» **Work order**:
Check every line below for the string "jotok". Copy the ones that have it.

» **Given data**:
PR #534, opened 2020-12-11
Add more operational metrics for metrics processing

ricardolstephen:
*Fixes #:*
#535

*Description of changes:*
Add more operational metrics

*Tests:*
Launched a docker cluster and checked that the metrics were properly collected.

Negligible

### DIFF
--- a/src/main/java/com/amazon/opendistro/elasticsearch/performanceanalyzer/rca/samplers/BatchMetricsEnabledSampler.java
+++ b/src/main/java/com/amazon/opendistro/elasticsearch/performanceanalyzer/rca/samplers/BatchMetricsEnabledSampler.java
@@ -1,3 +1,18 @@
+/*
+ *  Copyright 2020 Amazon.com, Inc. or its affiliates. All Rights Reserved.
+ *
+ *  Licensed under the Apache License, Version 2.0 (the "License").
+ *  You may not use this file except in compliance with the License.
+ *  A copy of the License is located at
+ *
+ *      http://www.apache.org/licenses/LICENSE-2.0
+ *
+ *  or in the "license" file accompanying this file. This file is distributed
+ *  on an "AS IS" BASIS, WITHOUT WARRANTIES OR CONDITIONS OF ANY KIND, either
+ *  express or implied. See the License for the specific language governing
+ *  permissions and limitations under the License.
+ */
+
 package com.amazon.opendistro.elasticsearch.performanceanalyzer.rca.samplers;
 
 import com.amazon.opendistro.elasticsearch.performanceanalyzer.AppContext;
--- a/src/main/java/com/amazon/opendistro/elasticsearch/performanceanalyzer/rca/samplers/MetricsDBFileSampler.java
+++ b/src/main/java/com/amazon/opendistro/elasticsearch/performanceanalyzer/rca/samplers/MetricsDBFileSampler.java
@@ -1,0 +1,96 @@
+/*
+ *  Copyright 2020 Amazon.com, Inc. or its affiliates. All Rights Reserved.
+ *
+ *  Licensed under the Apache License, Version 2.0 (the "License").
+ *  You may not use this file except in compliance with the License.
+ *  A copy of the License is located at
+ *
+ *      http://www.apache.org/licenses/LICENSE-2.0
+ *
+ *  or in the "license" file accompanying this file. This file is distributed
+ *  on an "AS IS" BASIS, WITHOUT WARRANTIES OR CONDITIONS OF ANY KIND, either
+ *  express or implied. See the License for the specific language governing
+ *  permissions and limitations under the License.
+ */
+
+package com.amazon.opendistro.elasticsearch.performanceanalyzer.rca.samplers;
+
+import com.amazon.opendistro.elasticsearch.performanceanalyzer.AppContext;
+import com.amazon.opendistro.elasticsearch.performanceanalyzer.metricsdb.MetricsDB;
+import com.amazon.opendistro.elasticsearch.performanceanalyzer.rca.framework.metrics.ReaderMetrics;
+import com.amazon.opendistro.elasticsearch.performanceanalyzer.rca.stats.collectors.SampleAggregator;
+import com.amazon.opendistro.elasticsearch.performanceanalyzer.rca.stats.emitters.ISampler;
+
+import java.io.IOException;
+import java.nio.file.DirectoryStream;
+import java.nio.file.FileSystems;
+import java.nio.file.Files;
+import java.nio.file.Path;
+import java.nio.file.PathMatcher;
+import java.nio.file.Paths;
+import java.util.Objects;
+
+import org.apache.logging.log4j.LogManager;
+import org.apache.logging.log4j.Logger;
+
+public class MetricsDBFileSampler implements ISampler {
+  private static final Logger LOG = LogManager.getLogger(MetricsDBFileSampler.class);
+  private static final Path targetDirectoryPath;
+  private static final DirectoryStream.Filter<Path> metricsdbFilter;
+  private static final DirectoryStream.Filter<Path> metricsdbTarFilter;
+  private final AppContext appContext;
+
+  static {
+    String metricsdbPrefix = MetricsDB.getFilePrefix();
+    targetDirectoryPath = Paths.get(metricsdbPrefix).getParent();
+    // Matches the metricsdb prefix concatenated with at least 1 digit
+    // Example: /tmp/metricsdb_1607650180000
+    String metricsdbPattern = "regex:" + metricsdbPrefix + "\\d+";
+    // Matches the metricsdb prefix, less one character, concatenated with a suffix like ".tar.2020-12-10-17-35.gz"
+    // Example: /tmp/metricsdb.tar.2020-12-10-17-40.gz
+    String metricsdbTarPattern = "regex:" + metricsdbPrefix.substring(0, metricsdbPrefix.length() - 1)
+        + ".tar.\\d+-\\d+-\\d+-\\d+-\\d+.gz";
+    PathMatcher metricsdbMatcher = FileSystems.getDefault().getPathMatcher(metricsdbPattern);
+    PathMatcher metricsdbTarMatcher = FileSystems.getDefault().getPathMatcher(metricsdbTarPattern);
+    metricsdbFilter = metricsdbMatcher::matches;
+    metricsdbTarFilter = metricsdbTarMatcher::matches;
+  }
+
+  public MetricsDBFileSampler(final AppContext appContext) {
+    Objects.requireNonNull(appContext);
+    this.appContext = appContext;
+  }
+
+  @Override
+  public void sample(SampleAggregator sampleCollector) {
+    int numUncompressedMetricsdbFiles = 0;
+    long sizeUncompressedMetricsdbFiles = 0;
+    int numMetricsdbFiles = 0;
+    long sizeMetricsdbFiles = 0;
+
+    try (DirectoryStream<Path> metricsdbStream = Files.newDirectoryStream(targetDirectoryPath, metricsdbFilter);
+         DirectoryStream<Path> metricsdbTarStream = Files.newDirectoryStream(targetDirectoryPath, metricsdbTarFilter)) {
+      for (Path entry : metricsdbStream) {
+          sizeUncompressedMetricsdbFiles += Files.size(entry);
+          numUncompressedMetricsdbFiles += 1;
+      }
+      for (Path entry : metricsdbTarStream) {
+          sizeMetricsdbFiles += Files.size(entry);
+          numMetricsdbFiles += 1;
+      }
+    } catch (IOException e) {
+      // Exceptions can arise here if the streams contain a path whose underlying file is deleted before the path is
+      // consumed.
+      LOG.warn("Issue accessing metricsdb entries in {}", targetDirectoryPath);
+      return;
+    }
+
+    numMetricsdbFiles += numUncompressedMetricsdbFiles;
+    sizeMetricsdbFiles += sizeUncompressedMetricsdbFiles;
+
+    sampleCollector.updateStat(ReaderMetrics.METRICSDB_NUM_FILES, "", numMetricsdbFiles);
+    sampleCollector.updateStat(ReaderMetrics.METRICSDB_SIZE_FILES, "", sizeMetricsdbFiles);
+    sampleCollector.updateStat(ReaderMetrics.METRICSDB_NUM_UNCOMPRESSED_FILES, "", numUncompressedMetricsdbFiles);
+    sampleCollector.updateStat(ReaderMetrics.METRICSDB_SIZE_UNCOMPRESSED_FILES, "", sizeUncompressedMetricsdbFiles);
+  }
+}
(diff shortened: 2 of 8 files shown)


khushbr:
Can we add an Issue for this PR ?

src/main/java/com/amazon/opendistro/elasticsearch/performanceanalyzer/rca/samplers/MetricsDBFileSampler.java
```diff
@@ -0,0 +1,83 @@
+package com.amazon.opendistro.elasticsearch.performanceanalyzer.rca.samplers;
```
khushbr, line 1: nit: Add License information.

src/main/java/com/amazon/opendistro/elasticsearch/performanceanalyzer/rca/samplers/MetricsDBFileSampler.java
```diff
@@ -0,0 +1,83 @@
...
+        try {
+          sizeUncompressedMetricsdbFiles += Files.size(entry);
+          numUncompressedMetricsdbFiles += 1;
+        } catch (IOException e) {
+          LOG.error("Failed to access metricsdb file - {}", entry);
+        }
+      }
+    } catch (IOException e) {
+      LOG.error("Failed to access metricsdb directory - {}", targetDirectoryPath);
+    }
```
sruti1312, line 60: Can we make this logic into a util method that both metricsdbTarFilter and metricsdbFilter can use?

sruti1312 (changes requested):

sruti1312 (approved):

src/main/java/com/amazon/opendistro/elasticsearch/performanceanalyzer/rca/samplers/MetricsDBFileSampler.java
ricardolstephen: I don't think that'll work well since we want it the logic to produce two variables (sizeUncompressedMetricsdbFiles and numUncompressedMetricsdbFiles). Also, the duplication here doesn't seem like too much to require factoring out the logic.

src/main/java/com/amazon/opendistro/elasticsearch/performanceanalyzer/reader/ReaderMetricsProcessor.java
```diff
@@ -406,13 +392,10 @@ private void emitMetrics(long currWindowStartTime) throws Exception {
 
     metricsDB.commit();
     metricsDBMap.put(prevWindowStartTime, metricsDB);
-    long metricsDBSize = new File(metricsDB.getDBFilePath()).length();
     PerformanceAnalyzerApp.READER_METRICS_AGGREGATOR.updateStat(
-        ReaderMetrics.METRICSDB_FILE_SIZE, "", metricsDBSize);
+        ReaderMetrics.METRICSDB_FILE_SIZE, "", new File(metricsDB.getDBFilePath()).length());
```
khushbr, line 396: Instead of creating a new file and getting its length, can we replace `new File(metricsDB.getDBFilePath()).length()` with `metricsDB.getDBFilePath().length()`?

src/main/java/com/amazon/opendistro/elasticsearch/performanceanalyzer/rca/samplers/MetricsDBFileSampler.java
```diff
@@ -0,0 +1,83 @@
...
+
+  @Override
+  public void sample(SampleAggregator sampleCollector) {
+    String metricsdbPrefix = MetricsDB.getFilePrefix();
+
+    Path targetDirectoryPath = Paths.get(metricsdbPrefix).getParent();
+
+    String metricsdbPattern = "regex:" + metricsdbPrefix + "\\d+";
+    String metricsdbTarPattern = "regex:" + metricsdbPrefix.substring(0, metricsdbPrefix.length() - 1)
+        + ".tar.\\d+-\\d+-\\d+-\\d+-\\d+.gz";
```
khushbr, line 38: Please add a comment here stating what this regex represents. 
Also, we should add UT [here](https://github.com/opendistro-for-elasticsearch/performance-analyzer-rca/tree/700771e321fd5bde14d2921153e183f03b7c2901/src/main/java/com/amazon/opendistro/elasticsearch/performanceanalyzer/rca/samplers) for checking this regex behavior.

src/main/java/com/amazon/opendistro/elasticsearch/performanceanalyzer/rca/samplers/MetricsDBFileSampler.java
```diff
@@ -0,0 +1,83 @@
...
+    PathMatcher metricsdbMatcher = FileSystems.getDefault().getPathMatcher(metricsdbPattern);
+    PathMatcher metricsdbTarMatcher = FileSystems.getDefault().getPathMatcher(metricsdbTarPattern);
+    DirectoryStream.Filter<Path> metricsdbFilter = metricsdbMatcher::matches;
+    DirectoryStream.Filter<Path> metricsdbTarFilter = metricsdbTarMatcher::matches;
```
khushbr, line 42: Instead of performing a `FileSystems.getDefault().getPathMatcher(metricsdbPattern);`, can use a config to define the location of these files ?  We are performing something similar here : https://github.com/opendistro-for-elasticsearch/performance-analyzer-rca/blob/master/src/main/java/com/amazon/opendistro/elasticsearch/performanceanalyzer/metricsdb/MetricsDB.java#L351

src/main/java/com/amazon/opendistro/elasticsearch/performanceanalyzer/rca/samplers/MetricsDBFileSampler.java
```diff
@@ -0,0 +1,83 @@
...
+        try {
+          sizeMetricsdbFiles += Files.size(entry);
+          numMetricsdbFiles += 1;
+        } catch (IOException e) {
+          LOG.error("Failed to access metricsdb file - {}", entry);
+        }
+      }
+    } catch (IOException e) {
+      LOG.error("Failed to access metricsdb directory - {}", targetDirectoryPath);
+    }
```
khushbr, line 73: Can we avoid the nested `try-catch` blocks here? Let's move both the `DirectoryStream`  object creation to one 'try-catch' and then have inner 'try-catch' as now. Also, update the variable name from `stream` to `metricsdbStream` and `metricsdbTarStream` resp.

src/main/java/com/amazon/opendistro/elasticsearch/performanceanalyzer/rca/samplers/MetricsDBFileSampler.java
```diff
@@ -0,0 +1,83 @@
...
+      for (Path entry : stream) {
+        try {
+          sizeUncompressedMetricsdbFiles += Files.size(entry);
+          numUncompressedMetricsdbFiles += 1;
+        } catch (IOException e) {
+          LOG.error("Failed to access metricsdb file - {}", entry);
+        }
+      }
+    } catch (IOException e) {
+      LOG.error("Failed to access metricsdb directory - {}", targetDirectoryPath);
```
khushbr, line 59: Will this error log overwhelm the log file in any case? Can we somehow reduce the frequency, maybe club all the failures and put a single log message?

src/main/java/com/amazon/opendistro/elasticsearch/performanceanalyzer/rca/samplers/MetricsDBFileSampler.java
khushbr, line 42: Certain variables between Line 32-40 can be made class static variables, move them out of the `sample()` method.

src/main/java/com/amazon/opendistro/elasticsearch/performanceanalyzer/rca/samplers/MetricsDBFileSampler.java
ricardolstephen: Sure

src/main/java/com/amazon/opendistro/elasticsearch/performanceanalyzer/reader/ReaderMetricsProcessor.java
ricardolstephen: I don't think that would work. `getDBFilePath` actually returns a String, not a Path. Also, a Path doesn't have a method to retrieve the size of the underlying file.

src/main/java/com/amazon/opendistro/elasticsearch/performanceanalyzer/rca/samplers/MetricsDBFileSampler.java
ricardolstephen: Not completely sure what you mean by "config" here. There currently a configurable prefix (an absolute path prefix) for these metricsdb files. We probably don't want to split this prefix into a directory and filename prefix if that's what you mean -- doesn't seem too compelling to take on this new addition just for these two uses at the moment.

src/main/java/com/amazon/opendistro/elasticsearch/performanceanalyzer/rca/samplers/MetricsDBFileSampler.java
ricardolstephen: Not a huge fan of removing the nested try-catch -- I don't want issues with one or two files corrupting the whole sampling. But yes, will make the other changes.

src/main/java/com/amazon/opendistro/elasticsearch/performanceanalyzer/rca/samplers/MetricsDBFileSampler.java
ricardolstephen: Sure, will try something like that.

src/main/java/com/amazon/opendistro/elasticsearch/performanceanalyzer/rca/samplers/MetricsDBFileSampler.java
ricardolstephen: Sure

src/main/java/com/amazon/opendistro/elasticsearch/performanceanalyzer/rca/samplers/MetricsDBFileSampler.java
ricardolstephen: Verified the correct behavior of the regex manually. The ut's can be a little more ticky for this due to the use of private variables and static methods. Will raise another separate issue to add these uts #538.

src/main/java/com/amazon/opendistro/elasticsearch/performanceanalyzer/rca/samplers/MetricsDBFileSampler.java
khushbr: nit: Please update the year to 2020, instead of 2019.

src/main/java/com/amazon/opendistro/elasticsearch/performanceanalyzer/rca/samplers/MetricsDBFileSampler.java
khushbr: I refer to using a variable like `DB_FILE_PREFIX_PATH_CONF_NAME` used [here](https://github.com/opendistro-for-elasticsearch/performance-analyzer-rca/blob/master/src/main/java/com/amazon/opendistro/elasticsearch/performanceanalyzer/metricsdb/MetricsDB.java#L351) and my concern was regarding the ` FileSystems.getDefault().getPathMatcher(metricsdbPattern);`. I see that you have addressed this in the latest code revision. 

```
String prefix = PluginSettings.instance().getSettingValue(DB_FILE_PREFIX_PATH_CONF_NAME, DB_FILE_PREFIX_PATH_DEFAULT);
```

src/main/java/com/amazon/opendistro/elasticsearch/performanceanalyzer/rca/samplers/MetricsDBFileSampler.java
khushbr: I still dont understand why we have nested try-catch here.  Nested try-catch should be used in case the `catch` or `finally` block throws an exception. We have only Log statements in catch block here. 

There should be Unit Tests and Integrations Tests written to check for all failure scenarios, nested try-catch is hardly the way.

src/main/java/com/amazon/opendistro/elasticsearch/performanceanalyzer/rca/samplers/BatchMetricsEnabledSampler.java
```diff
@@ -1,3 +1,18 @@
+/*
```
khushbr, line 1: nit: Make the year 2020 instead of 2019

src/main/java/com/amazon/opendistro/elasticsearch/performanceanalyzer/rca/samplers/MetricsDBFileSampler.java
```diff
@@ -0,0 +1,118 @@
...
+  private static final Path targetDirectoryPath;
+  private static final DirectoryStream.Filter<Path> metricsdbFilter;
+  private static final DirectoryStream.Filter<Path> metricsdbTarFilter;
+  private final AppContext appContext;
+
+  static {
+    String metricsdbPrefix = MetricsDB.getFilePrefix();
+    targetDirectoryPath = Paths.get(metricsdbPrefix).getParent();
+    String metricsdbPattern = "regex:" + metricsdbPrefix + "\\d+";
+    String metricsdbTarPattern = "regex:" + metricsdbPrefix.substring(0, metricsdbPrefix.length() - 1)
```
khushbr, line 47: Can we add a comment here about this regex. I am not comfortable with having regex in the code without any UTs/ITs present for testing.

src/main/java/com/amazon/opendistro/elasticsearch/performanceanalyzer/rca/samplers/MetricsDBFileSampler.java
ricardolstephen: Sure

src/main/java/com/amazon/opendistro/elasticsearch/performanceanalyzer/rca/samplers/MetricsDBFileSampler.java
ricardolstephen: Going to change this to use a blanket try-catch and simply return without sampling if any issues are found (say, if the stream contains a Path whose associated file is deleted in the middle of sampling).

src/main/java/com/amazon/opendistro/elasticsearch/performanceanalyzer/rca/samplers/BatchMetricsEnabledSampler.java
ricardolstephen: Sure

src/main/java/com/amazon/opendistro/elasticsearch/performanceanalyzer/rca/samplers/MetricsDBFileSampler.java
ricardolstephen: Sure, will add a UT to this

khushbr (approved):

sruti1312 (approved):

* * *

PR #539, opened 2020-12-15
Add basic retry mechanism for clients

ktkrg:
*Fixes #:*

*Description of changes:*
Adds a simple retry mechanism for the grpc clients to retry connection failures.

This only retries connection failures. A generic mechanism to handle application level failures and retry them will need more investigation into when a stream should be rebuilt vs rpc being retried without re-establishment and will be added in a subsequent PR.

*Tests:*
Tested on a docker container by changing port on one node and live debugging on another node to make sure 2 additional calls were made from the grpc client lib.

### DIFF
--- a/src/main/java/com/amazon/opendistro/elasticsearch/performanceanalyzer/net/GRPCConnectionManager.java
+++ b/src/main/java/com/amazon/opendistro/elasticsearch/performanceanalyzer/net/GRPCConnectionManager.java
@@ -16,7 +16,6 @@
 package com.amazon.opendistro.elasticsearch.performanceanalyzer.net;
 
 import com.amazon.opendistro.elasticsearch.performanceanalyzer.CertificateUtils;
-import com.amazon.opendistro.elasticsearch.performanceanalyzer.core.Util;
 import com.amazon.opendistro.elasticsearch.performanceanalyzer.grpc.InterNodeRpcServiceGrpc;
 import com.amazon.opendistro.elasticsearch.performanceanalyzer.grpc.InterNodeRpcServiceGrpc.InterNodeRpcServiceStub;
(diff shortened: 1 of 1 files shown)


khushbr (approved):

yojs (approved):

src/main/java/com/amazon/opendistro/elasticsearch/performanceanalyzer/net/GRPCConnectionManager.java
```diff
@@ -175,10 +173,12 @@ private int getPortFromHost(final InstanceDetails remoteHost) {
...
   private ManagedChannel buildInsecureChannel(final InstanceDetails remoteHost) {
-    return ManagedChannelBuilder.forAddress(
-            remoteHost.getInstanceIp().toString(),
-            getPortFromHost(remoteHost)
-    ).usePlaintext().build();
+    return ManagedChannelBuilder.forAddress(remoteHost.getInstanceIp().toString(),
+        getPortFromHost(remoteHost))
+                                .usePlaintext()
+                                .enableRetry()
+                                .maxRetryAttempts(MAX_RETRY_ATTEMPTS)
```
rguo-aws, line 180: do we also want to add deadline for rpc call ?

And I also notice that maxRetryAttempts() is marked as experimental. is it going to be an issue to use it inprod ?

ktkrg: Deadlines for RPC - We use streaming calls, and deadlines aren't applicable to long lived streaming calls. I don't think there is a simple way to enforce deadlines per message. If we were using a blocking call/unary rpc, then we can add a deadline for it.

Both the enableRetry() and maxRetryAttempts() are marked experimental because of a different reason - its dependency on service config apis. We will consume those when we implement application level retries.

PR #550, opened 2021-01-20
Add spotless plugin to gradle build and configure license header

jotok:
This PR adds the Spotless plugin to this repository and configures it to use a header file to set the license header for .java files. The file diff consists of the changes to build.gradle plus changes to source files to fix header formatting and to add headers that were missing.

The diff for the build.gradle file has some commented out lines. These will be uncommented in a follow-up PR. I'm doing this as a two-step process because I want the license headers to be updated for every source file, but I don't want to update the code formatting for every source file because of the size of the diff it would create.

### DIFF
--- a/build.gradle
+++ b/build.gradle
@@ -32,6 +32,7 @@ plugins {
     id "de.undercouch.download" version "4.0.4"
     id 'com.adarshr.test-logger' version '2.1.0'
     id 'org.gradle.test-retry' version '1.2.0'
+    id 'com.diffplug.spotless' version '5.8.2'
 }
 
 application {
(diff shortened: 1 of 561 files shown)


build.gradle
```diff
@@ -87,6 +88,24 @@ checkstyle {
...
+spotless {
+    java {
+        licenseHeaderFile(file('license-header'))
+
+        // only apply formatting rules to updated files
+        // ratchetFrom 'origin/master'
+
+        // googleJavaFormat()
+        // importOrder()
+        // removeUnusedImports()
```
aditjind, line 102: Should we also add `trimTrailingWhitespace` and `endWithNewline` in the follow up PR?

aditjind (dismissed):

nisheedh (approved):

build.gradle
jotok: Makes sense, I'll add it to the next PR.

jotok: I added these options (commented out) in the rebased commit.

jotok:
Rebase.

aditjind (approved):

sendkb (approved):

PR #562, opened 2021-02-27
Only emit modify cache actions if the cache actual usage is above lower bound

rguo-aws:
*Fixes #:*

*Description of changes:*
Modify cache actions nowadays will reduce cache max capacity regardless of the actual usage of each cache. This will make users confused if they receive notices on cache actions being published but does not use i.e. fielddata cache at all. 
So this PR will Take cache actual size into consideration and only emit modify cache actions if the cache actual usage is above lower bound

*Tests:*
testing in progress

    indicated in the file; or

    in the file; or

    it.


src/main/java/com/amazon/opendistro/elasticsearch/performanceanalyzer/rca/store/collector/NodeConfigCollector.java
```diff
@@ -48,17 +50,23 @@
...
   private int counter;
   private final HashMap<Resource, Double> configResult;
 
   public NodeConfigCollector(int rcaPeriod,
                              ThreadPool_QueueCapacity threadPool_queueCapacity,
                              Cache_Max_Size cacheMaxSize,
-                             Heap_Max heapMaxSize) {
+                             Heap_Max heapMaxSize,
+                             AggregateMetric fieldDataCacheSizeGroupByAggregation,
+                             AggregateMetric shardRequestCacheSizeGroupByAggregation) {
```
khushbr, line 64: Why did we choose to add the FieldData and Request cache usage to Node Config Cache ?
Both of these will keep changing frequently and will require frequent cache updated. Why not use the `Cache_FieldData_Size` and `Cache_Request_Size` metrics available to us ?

* * *

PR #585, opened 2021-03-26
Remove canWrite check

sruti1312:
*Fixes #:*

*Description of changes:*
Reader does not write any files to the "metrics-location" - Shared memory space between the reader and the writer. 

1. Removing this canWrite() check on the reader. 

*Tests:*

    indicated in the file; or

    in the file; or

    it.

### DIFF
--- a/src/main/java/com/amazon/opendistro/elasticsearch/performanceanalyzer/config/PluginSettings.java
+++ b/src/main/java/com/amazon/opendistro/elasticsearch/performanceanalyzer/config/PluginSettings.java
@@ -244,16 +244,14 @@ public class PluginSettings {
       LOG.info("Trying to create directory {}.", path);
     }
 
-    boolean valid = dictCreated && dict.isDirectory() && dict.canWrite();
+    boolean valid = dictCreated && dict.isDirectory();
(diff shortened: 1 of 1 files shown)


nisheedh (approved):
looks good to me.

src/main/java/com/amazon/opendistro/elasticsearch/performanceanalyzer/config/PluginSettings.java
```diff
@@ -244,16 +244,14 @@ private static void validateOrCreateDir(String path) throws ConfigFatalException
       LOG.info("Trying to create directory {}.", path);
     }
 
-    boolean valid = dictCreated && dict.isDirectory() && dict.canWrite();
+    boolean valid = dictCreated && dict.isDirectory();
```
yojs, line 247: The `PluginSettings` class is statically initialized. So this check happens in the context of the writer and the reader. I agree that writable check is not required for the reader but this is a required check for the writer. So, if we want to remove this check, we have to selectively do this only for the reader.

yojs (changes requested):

» **Problem solution**:
jotok:
jotok: Makes sense, I'll add it to the next PR.
jotok: I added these options (commented out) in the rebased commit.
jotok:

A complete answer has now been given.